= What this task involves =
A stretch of the entries below is to be set down exactly, running from the line with "## Verification (red-green, per AGENTS.md)" through the line with "- **Green** (after", both included, and no other line.

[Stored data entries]
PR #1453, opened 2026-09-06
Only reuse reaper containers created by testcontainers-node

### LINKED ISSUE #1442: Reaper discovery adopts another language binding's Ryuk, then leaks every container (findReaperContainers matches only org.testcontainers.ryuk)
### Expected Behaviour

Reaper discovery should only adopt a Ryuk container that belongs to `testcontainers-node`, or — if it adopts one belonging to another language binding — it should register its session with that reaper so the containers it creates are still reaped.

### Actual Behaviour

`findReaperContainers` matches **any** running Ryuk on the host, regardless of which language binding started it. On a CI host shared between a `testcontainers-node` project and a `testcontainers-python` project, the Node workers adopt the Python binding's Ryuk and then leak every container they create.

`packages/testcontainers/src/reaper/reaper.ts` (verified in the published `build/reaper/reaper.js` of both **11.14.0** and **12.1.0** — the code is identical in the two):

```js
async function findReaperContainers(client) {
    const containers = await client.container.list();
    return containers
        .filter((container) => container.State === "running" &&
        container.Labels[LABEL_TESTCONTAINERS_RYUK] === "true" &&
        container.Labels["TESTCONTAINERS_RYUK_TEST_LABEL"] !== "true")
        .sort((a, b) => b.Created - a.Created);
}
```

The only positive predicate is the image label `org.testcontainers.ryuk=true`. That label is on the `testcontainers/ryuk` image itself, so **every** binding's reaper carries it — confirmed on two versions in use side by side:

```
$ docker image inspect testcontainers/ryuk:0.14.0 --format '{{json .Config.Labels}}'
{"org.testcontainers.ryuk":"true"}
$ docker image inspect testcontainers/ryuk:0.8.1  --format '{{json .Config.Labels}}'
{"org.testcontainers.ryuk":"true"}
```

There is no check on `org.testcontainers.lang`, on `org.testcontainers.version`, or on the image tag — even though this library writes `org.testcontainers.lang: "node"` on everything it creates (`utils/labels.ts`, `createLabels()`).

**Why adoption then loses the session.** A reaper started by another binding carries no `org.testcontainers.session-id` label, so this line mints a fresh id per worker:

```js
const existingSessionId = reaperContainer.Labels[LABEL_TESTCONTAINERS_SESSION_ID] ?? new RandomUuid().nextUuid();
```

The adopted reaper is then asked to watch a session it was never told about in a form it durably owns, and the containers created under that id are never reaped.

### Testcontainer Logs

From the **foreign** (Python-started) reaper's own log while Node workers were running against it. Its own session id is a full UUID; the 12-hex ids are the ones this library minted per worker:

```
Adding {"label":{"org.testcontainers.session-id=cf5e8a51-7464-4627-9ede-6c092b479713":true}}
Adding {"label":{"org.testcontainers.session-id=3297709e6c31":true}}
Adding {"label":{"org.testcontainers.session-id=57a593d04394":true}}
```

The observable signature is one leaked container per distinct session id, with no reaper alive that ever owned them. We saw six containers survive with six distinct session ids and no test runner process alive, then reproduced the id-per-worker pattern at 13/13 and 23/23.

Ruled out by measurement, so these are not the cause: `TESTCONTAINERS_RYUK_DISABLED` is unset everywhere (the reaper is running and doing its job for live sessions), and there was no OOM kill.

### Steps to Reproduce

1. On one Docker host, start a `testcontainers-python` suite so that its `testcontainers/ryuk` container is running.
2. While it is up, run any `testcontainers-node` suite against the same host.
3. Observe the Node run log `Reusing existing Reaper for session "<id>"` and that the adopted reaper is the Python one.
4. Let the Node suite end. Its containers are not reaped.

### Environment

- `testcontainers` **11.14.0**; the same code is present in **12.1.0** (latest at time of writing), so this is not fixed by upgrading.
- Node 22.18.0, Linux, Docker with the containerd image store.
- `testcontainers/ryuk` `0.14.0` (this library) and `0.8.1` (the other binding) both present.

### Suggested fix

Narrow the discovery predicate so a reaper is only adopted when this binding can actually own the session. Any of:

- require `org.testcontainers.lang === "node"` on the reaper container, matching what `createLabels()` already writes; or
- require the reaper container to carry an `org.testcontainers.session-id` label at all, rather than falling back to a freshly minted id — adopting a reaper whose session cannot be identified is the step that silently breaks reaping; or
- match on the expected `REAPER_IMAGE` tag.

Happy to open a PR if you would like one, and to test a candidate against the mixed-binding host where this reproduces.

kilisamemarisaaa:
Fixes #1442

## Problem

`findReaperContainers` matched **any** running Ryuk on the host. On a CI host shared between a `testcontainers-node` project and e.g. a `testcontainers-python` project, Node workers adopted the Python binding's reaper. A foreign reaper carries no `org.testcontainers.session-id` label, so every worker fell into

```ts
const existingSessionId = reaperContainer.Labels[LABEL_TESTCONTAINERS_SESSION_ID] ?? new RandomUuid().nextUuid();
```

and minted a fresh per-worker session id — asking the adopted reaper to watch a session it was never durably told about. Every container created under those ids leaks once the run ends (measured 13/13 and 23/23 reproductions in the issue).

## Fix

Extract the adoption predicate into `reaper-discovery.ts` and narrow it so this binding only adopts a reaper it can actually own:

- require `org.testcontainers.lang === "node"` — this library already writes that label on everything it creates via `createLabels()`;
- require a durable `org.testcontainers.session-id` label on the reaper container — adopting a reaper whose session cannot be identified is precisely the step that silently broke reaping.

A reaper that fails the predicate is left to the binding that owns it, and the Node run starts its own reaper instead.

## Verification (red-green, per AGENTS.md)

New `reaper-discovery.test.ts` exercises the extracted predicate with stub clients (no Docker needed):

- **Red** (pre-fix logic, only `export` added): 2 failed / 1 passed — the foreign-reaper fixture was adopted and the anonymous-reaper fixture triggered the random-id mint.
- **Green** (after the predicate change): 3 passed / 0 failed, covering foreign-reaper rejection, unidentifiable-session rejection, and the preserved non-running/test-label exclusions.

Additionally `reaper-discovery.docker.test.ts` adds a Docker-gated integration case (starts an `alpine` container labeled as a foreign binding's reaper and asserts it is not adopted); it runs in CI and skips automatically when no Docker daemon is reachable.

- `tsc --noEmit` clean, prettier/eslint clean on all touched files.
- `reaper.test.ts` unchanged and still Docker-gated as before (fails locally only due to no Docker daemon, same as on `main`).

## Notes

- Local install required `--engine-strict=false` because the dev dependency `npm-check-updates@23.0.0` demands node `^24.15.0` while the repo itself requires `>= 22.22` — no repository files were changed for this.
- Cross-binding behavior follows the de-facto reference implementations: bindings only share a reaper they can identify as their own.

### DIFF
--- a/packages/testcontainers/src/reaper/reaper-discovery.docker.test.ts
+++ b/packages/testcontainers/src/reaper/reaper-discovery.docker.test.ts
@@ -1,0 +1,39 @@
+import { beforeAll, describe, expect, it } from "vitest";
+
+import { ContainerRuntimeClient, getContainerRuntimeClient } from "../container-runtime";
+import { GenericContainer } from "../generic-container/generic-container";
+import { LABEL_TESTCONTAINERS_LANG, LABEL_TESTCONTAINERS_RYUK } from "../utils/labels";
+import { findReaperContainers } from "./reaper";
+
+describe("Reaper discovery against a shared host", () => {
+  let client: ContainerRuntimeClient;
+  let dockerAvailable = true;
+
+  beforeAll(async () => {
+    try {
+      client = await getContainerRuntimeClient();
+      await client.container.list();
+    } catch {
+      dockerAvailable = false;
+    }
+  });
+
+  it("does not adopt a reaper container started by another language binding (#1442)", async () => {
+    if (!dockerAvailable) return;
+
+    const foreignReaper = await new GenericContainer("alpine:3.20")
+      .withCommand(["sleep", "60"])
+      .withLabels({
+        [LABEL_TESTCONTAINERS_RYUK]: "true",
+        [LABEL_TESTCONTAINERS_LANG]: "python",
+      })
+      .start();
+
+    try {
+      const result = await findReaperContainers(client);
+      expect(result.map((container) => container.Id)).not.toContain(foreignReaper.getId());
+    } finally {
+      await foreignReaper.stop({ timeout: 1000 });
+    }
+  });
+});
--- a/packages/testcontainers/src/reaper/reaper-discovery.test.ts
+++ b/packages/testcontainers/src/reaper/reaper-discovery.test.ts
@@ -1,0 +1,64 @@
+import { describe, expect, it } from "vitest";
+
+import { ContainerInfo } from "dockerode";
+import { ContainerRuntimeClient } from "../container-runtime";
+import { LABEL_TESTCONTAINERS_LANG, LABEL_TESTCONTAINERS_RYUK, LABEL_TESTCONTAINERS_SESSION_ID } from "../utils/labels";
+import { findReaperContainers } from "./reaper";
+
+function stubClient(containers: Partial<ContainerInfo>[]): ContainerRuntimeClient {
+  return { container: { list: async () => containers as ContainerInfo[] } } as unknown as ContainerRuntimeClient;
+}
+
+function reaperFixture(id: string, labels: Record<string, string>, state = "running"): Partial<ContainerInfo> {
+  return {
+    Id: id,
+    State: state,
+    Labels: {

= Response to the task =
## Verification (red-green, per AGENTS.md)

New `reaper-discovery.test.ts` exercises the extracted predicate with stub clients (no Docker needed):

- **Red** (pre-fix logic, only `export` added): 2 failed / 1 passed — the foreign-reaper fixture was adopted and the anonymous-reaper fixture triggered the random-id mint.
- **Green** (after the predicate change): 3 passed / 0 failed, covering foreign-reaper rejection, unidentifiable-session rejection, and the preserved non-running/test-label exclusions.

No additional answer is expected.